Problem requirements >>
How many lines in the entries below include the string "Boot"? Answer with the number only.

Start of Supplied records

PR #833, opened 2026-04-24
chore(deps):  update Spring Boot version to 4.0.6 and adjust testing behavior for new version

balazs-szucs:
## Description

**Linked Issue:** Fixes #

## Summary by CodeRabbit

* **Chores**
  * Upgraded Spring Boot Gradle plugin to version 4.0.6.

* **Tests**
  * Adjusted file download tests to accept a simplified UTF‑8 filename header format while retaining encoded filename support, improving robustness of download header validation.

### DIFF
--- a/backend/src/test/java/org/booklore/service/book/BookDownloadServiceTest.java
+++ b/backend/src/test/java/org/booklore/service/book/BookDownloadServiceTest.java
@@ -21,6 +21,8 @@ import java.util.List;
 import java.util.Optional;
 
 import static org.junit.jupiter.api.Assertions.assertEquals;
+import static org.junit.jupiter.api.Assertions.assertNotNull;
+import static org.junit.jupiter.api.Assertions.assertTrue;
 import static org.mockito.Mockito.mockStatic;
 import static org.mockito.Mockito.when;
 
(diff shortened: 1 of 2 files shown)


backend/src/test/java/org/booklore/service/book/BookDownloadServiceTest.java
```diff
@@ -71,8 +73,6 @@ public void downloadBook_includesContentDispositionAscii() {
 
     @Test
     public void downloadBook_includesContentDispositionUTF8() {
-        String expected = "attachment; filename=\"=?UTF-8?Q?=C9=87xample.epub?=\"; filename*=UTF-8''%C9%87xample.epub";
```
imnotjames, line 74: Looks like this was changed by https://github.com/spring-projects/spring-framework/pull/36328

Can we instead check this so we understand when something like this changes again?

```
        String expected = "attachment; filename=\"_xample.epub\"; filename*=UTF-8''%C9%87xample.epub";
```

The fact that the utf8 is `_xample.epub` in the fallback is important for us to track, right?

balazs-szucs: Sure thing, thanks for the review.

imnotjames (approved):
nit pick, the title as `update Srping Boot version to 4.0.6` on its own would be reasonable as it's updating the tests to match the new behavior introduced by 4.0.6.

When I originally read it I thought we were changing some validation logic in the app.

balazs-szucs:
> nit pick, the title as `update Srping Boot version to 4.0.6` on its own would be reasonable as it's updating the tests to match the new behavior introduced by 4.0.6.
> 
> When I originally read it I thought we were changing some validation logic in the app.

Fair! I adjusted the title :)

Good to keep release notes more informative via better PR titles.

End of Supplied records

Task output >>
4